По ее телу разливалось трепетное чувство, которое заставляло ее дрожать, но не от страха.
— Я пытаюсь сказать тебе, мое сердце, что люблю тебя и из-за тебя чуть не потерял рассудок. Полагаю, ни один мужчина не заслуживает того, чтобы его пропустили через такие муки, которым ты подвергала меня несколько последних недель, когда я видел, как все мужчины, с которыми ты встречалась, сразу же сходили по тебе с ума, делали тебе предложения, начинали за тобой ухаживать, в то время как я не осмеливался даже смотреть на тебя.
— Вы не замечали… меня, — шептала она, — вы никогда не… говорили со мной, никогда не… приглашали… танцевать.
— Неужели ты не понимаешь, моя глупенькая, — спросил он, — что стоило мне лишь прикоснуться к тебе, как я сразу захотел бы обнять тебя, поцеловать, как уже целовал однажды. Для меня было мучительной агонией видеть тебя такой прекрасной и сознавать, что ты не можешь принадлежать мне.
Его пальцы до боли стиснули ее плечи.
— Как ты могла возвести этот непонятный, нелепый барьер между нами? Я ночи напролет ходил по спальне, повторяя: «Джессика Тансфилд? Джессика Тансфилд?» до тех пор, пока эти слова не врезались в мое сердце. Я думал, что эта женщина играла какую-то роль в моем прошлом, тем не менее моя память была пуста. Эта женщина стояла, словно гневный ангел с пылающим факелом, между мной и моей единственной надеждой на счастье. Кларинда, как ты могла быть настолько глупой, что поверила ей?
— Простите… меня… пожалуйста… простите… меня.
Ее глаза были подняты к нему, губы слегка приоткрыты, и сквозь них вырывалось учащенное дыхание. Девушка выглядела так обворожительно прекрасно, что лорд Мельбурн издал слабый звук, наполовину стон, наполовину победный клич, и ураганом смел ее, сокрушив в своих объятиях.
Его губы прижались к ее, и он поцеловал Кларинду — страстно, безумно, с отчаянием человека, который считал, что потерял единственную вещь в целом свете, имевшую для него ценность.
Когда наконец он поднял голову, то увидел ее лицо, залитое румянцем и источающее такое сияние, подобное которому он еще никогда не видел.
— Я люблю тебя, — хрипло произнес он. — О Боже, как я люблю тебя! И подумать только, всего лишь вчера вечером после того, как мы расстались, я решил, что должен ехать за границу.
— За границу! — воскликнула она. — Но почему?
— Потому что я больше не мог находиться с тобою рядом и не обнимать тебя вот так, не целовать, не просить тебя выйти за меня замуж, — ответил он. — Неужели ты не можешь понять, Кларинда, что я пережил, желая тебя, думая, что моя любовь безответна, веря, что ты говорила правду, бросая мне в лицо: «Ненавижу!»

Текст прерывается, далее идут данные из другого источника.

PR #299, opened 2017-07-21
move build-debian step into a script

aayars:


bin/build-debian
```diff
@@ -0,0 +1,39 @@
+#!/bin/bash
```
maxzheng: Can u rename to build-debian.sh? That's the convention everywhere. 

Also the sheshang should be: #!/usr/bin/env bash
It's more portable.

maxzheng (approved):

PR #300, opened 2017-07-27
added support for CONTROL_CENTER_OPTS env

coughman:
this allows specifying JAAS and other things to start control center


coughman:
turns out this is not needed

PR #301, opened 2017-07-28
setting offsets topic replication factor to 1

bbejeck:


bbejeck:
ping @ybyzek @miguno

Tested locally agains internal nexus images.

bbejeck:
merged to 3.4.x and master with pint.

PR #312, opened 2017-08-15
added client auth check 

mhowlett:
The kafka configure script enforces that a truststore has been configured if it detects an SSL listener has been configured. However whether or not this is required depends on the setting for ssl.client.auth. If it is set to none (which is the default!) - truststore is not used (and doesn't need to be configured). So this is both potentially misleading and annoying. truststore should be configured if ssl.client.auth is set to required or requested.


mhowlett:
[clabot:check]

PR #314, opened 2017-08-16
CLIENTS-513 make zk url optional in docker images for SR and Rest Proxy

mageshn:


debian/kafka-rest/include/etc/confluent/docker/ensure
```diff
@@ -32,8 +35,18 @@ then
...
-        "${KAFKA_REST_CUB_KAFKA_TIMEOUT:-40}" \
-        -z "$KAFKA_REST_ZOOKEEPER_CONNECT"
+    if [[ -n "${KAFKA_REST_ZOOKEEPER_CONNECT-}" ]]
+    then
+        cub kafka-ready \
+            "${KAFKA_REST_CUB_KAFKA_MIN_BROKERS:-1}" \
+            "${KAFKA_REST_CUB_KAFKA_TIMEOUT:-40}" \
+            -z "$KAFKA_REST_ZOOKEEPER_CONNECT"
+    fi
+    if [[ -n "${KAFKA_REST_BOOTSTRAP_SERVERS-}" ]]
```
theduderog: Seems like we should run one or the other here, not both

debian/schema-registry/include/etc/confluent/docker/ensure
```diff
@@ -32,8 +34,18 @@ then
         -b "${SCHEMA_REGISTRY_KAFKASTORE_BOOTSTRAP_SERVERS}" \
         --config /etc/"${COMPONENT}"/admin.properties
 else
-    cub kafka-ready \
-        "${SCHEMA_REGISTRY_CUB_KAFKA_MIN_BROKERS:-1}" \
-        "${SCHEMA_REGISTRY_CUB_KAFKA_TIMEOUT:-40}" \
-        -z "$SCHEMA_REGISTRY_KAFKASTORE_CONNECTION_URL"
+    if [[ -n "${SCHEMA_REGISTRY_KAFKASTORE_CONNECTION_URL-}" ]]
```
theduderog: I think we should only do this on if the other one didn't happen

mageshn:
I have incorporated the comments and added tests but I haven't found a reliable way to run the build and test on my laptop. Thats the reason I didn't touch the test in the first place :). Hopefully this should work.

PR #342, opened 2017-09-26
added kafka tools to the confluent control centre image

simplesteph:
Without it, we can't run basic commands such as a kafka console consumer.

### DIFF
--- a/debian/enterprise-control-center/Dockerfile
+++ b/debian/enterprise-control-center/Dockerfile
@@ -34,7 +34,7 @@ EXPOSE 9021
 
 RUN echo "===> Installing ${COMPONENT}..." \
     && apt-get update && apt-get install -y confluent-${COMPONENT}=${CONFLUENT_VERSION}${CONFLUENT_PLATFORM_LABEL}-${CONFLUENT_DEB_VERSION} \
-    \
+    && apt-get install confluent-kafka-${SCALA_VERSION}=${KAFKA_VERSION}${CONFLUENT_PLATFORM_LABEL}-${CONFLUENT_DEB_VERSION} \
     && echo "===> Cleaning up ..."  \
     && apt-get clean && rm -rf /tmp/* /var/lib/apt/lists/* \
     \


ewencp:
@simplesteph Not sure I understand the motivation/use case here. Why wouldn't you just run console consumer in its own container? Currently the tools aren't separated out, so installing all of Kafka is kind of heavyweight. And the `control-center-console-consumer` that is included with Control Center works fine since the Kafka jars are shipped in the Control Center directory.

simplesteph:
@ewencp this has to do with running debug within the docker image. I encountered the case where the support team asked me to do that, and I had to install the kafka tools from within. Took a bit of time to find the command, etc.

The idea is that the space tradeoff here is minimal, compared to how much one gains time by having the kafka commands from within the docker image. 

If there's a simpler ways to achieve this while having minimum space, let me know. Maybe it's a just confluent side of thing to include the scripts to launch `kafka-console-consumer` for example as the kafka binaries are already there according to you.

ewencp:
@simplesteph Not sure there's a faster way if you want the shell script wrapper for the command (you could do it via control center's run-class script, but it'd be a bit more manual). I ask about space because I've found docker users to be extremely sensitive to this tradeoff, to the point that they might even rather have separate images / derive their own from this base image to give them the tradeoff of space vs convenience.

simplesteph:
@ewencp I understand. I'll close this. 

My take on space is that Docker users get very minimal (alpine & co) when you need rapid scaling of your application. Pulling 10MB is quick, and needed if your architecture is 100 containers behind an ELB scaling up and down every hour. For longer running more stable images (such as Kafka, Control Centre, REST Proxy, etc...), space is less of an issue. The only cost is the first pull and caching. Machine to Machine networks are relatively quick too and once it's there, it's there. 

Anyway, as you said a better way to solve this problem would be to just create the `.sh` files, as the jars are there, which is a more tedious task to invest it. Maybe something the c3 product team wants to look into such as next time it's installed the `.sh` are there as well

PR #343, opened 2017-09-26
Fix: Wrong templating property and env variables for C3 License

simplesteph:


simplesteph:
@ewencp I see your point. The change should now be backwards compatible

ewencp:
LGTM, thanks for the fix!

PR #361, opened 2017-10-12
Fix title and typos

joel-hamill:


sgerrand:
👏

docs/security/security.rst
```diff
@@ -1,32 +1,36 @@
 .. _security_with_docker :
 
-Security Overview
-=================
+Docker Security
+===============
 
-Using security is optional - non-secured clusters are supported, as well as a mix of authenticated, unauthenticated, encrypted and non-encrypted clients.  The following security features are currently supported on the Confluent Platform Docker images:
+Using security is optional. Confluent Platform supports non-secured clusters and a mix of authenticated, unauthenticated,
```
edenhill: It might read better to start with the secure options and then listing the less secure in the order of security.

docs/security/security.rst
```diff
@@ -1,32 +1,36 @@
...
-~~~~~~~~~~~~~~~
+Managing secrets
+  When you enable security for the Confluent Platform, you must pass secrets (e.g., credentials, certificates, keytabs,
+  Kerberos config etc.) to the container. The images handle this by expecting the credentials to be available in the
+  secrets directory. The containers specify a Docker volume for secrets and expect the admin to map it to a directory on the host
+  which contains the required secrets.
 
-1. Managing secrets
+Running containers with arbitrary user IDs
+  The images can be run with arbitrary user IDs. This provides an additional security layer against processes achieving
```
edenhill: achieving -> gaining?

docs/security/security.rst
```diff
@@ -1,32 +1,36 @@
...
+  escalated permissions on the host node by escaping the container if there is a container engine vulnerability.
 
-  When you enable security for the Confluent Platform, you need to pass secrets (credentials, certificates, keytabs, Kerberos config etc.) to the container. The images handle this by expecting the credentials to be available in the secrets directory. We specify a docker volume for secrets and expect the admin to map it to a directory on the host which contain the required secrets.
 
-2. Running containers with arbitrary User IDs
+For details on the available security features in Confluent platform, see the `Confluent Platform Security
+Overview Documentation <http://docs.confluent.io/current/kafka/security.html>`_.
 
-  The images can be run with arbitrary User IDs. This provides an additional security layer against processes achieving escalated permissions on the host node by escaping the container if there is a container engine vulnerability.
+For a tutorials on using SSL in the Confluent Platform, see the documented tutorials on `SSL
```
edenhill: "tutorial", or no "a"

docs/security/security.rst
joel-hamill: @edenhill do you mean something like this? `Confluent Platform supports cluster encryption and authentication, including a mix of authenticated and unauthenticated, and 
encrypted and non-encrypted clients. Using security is optional.`?

edenhill: Yep, that's more positive :)

PR #83, opened 2019-11-21
DataSource tests

mhdostal:
Small PR for the three new DataSource tests.  There is no test design yet, as it's still in progress.


mhdostal:
had more than just the tests; closing and will create a new PR.

PR #90, opened 2020-01-02
Fix Auto Layout issues with MeasureToolbar

philium:
The issues stemmed from the toolbar laying out its subviews before it had a valid size. The solution I used is to assign the toolbar's items in `layoutSubviews()`, which is only called after the toolbar is positioned in its super view. I also made the result view a bar item.

### DIFF
--- a/Toolkit/ArcGISToolkit/MeasureToolbar.swift
+++ b/Toolkit/ArcGISToolkit/MeasureToolbar.swift
@@ -37,6 +37,7 @@ class MeasureResultView: UIView {
                 valueLabel.text = helpText
                 unitButton.isHidden = true
                 unitButton.setTitle(nil, for: .normal)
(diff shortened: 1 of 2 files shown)


rolson:
I was just testing this. If I use the area mode:

image


and then tap the "acres" button, I still see linear units:

image

I don't see that in `master`

rolson:
to reproduce the bug:
- go to the measure feature mode:
image

- tap a line feature:

image

- go into measure area mode:

image

- tap the acres button

rolson:
Actually - just re-tested with master now that I know the exact steps and I see the issue in master as well. So I will approve this PR and create a separate issue for this bug.

philium:
@rolson Thank you for looking at this so carefully and finding that bug!

PR #93, opened 2020-01-03
Remove resume button from job manager sample

rolson:
should just do this in viewDidLoad.

### DIFF
--- a/Examples/ArcGISToolkitExamples/JobManagerExample.swift
+++ b/Examples/ArcGISToolkitExamples/JobManagerExample.swift
@@ -141,7 +141,14 @@ class JobManagerExample: TableViewController {
         tableView.register(JobTableViewCell.self, forCellReuseIdentifier: "JobCell")
         
         // resume any paused jobs
-        JobManager.shared.resumeAllPausedJobs(statusHandler: self.jobStatusHandler, completion: self.jobCompletionHandler)
+        JobManager.shared.resumeAllPausedJobs(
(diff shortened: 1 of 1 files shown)


Examples/ArcGISToolkitExamples/JobManagerExample.swift
```diff
@@ -139,6 +139,9 @@ class JobManagerExample: TableViewController {
         
         // job cell registration
         tableView.register(JobTableViewCell.self, forCellReuseIdentifier: "JobCell")
+        
+        // resume any paused jobs
+        JobManager.shared.resumeAllPausedJobs(statusHandler: self.jobStatusHandler, completion: self.jobCompletionHandler)
```
philium: I realize this isn't your code, but there's a subtle bug here. By passing methods as the closures, a strong reference to `self` is being retained, preventing the view controller from being deinitialized. I'm guessing that's why I got a prompt for credentials back on the main view:

image

Either way, the solution is to pass closures with `weak` references to `self` that call the appropriate methods rather than pass the methods themselves. The same is true wherever a job is started (lines `275` and `301`. If you don't want to fix it yourself, I can submit a PR after yours is merged.

rolson: good point - I can fix this - thank you

philium: Thank you for fixing that!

— Не думаю, что продолжала ненавидеть тебя после того, как мы встретились. А потом я полюбила тебя… Я полюбила тебя… так сильно, что мне… мне было даже страшно.
— И все-таки ты хранила верность этой вздорной, тщеславной подруге с большим воображением?
— Я думала… что ты не любишь меня, — ответила Кларинда. — Думала, что стала одной из тех женщин, которые пришли к выводу, что ты… неотразим, но с которыми тебе было… скучно.
Поежившись, она посмотрела ему в лицо.
— Боюсь, что… я тоже могу наскучить тебе, — сказала она.
Он так сильно стиснул свои объятия, что девушка вскрикнула от боли.
— Даже не думай об этом, — пылко воскликнул он. — Совершенно невозможно, чтобы мы когда-нибудь надоели друг другу, и я скажу тебе почему.